Bundhun Pravesh Kumar, Pursun Manish, Teeluck Abhishek Rishikesh, Bhurtu Akash, Soogund Mohammad Zafooruddin Sani, Huang Wei-Qiang
Institute of Cardiovascular Diseases, the First Affiliated Hospital of Guangxi Medical University, Nanning, Guangxi, 530027, P. R. China.
Guangxi Medical University, Nanning, Guangxi, 530027, P. R. China.
Sci Rep. 2016 Oct 24;6:35869. doi: 10.1038/srep35869.

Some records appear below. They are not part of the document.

PR #304, opened 2022-10-16
convert domain, bus, dev, function to numbers

braindevices:
I did not convert the vendor/device id because most programs expect hex value only difference is with 0x or not.

### DIFF
--- a/jc/parsers/lspci.py
+++ b/jc/parsers/lspci.py
@@ -109,15 +109,15 @@ def parse(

This study aimed to compare the mid-term adverse cardiovascular outcomes associated with Coronary Artery Bypass Surgery (CABG) and Percutaneous Coronary Intervention (PCI) with Everolimus Eluting Stents (EES). Electronic databases were searched for studies comparing the mid-term (>1 year) adverse cardiovascular outcomes between CABG and PCI with EES. Odd Ratios (OR) with 95% Confidence Intervals (CIs) were calculated and the pooled analyses were performed with RevMan 5.3 software. A total number of 5207 patients were involved in this analysis. No significant difference was observed in mortality between CABG and EES with OR: 0.90, 95% CI: 0.73-1.10; P = 0.30. Moreover, CABG was associated with a high stroke rate, with OR: 0.73, 95% CI: 0.45-1.17; P = 0.19, without any statistical significant. CABG was associated with significantly lower Major Adverse Cardiac Events and Myocardial Infarction with OR: 1.46, 95% CI: 1.05-2.04; P = 0.03 and OR: 1.46, 95% CI: 1.01-2.12; P = 0.05 respectively whereas PCI was associated with a significantly higher repeated revascularization with OR: 2.21; 95% CI: 1.76-2.77; P = 0.00001. In conclusion, significant differences were noted in several subgroups analyzing the mid-term cardiovascular outcomes between CABG and EES.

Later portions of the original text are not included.